With the line containing "This would conflict" as the start and the line containing "caller of GetOrCreatePort" as the end, transcribe that span of the entries below exactly, including both.
··· Provided records
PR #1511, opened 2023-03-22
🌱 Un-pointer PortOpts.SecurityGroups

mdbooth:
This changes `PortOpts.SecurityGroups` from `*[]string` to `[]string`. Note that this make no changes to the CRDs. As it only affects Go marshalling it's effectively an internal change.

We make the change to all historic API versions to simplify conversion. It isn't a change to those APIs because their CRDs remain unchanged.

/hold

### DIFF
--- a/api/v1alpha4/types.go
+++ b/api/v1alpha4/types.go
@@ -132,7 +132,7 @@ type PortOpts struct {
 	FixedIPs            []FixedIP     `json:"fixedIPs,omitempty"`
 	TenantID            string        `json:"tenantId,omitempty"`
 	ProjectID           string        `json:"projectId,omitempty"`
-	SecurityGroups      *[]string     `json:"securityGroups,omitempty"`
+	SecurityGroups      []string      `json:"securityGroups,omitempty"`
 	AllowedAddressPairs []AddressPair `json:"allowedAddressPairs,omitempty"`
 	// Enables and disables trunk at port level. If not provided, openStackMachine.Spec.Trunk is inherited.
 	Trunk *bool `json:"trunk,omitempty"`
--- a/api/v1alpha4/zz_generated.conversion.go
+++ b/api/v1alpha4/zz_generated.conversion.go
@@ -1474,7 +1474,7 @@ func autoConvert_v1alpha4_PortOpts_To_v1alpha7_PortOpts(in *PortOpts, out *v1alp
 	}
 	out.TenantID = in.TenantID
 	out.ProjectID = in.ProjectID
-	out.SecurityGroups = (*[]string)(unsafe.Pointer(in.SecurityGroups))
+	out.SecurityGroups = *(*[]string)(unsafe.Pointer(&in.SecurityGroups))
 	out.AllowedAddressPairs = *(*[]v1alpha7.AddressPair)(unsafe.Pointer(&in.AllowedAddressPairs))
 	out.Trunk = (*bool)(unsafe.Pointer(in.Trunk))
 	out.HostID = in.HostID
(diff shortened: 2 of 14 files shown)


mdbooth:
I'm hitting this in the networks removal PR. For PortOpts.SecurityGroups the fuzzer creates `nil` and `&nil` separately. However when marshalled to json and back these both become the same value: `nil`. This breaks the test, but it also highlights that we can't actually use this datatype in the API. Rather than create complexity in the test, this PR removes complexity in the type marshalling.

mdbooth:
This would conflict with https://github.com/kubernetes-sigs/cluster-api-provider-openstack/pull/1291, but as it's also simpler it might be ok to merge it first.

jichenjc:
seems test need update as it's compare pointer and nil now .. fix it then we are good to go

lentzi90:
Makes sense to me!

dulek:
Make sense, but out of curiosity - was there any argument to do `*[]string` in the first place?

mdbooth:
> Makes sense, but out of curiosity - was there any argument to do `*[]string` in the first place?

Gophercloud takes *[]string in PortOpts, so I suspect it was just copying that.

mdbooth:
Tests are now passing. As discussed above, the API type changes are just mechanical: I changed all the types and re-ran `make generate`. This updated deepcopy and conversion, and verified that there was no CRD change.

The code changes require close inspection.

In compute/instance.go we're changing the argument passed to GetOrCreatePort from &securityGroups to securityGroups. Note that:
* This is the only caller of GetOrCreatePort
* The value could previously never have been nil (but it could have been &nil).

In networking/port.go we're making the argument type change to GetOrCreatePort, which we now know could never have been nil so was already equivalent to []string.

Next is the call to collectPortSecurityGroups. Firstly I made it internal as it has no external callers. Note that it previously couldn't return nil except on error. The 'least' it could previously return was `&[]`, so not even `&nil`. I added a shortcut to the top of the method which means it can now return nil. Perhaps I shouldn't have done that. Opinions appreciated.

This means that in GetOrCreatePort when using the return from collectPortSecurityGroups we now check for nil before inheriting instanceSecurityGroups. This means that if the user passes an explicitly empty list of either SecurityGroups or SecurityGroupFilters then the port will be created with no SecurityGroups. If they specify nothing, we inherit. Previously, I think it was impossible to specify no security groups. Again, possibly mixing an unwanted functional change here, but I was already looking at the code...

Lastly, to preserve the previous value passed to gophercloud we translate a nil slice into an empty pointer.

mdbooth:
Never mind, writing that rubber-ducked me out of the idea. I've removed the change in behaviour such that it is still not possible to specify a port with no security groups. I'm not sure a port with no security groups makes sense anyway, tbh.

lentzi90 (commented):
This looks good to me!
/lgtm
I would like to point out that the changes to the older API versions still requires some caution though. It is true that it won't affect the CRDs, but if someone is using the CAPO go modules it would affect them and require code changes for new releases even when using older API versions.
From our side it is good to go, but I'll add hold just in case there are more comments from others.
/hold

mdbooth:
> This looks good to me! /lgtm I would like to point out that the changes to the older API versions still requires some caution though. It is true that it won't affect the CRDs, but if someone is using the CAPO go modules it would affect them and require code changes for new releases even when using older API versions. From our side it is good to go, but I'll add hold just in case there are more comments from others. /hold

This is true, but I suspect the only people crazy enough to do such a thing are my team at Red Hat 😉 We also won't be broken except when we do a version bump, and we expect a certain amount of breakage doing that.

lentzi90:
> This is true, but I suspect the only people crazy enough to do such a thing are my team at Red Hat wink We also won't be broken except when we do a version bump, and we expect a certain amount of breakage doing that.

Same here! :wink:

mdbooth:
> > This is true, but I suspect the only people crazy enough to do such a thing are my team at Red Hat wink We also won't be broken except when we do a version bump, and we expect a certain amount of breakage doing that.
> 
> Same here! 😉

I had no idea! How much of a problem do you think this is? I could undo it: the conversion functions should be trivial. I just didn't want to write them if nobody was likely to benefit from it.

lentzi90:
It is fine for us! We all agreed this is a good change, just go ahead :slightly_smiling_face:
······
Completed exercise ▸
This would conflict with https://github.com/kubernetes-sigs/cluster-api-provider-openstack/pull/1291, but as it's also simpler it might be ok to merge it first.

jichenjc:
seems test need update as it's compare pointer and nil now .. fix it then we are good to go

lentzi90:
Makes sense to me!

dulek:
Make sense, but out of curiosity - was there any argument to do `*[]string` in the first place?

mdbooth:
> Makes sense, but out of curiosity - was there any argument to do `*[]string` in the first place?

Gophercloud takes *[]string in PortOpts, so I suspect it was just copying that.

mdbooth:
Tests are now passing. As discussed above, the API type changes are just mechanical: I changed all the types and re-ran `make generate`. This updated deepcopy and conversion, and verified that there was no CRD change.

The code changes require close inspection.

In compute/instance.go we're changing the argument passed to GetOrCreatePort from &securityGroups to securityGroups. Note that:
* This is the only caller of GetOrCreatePort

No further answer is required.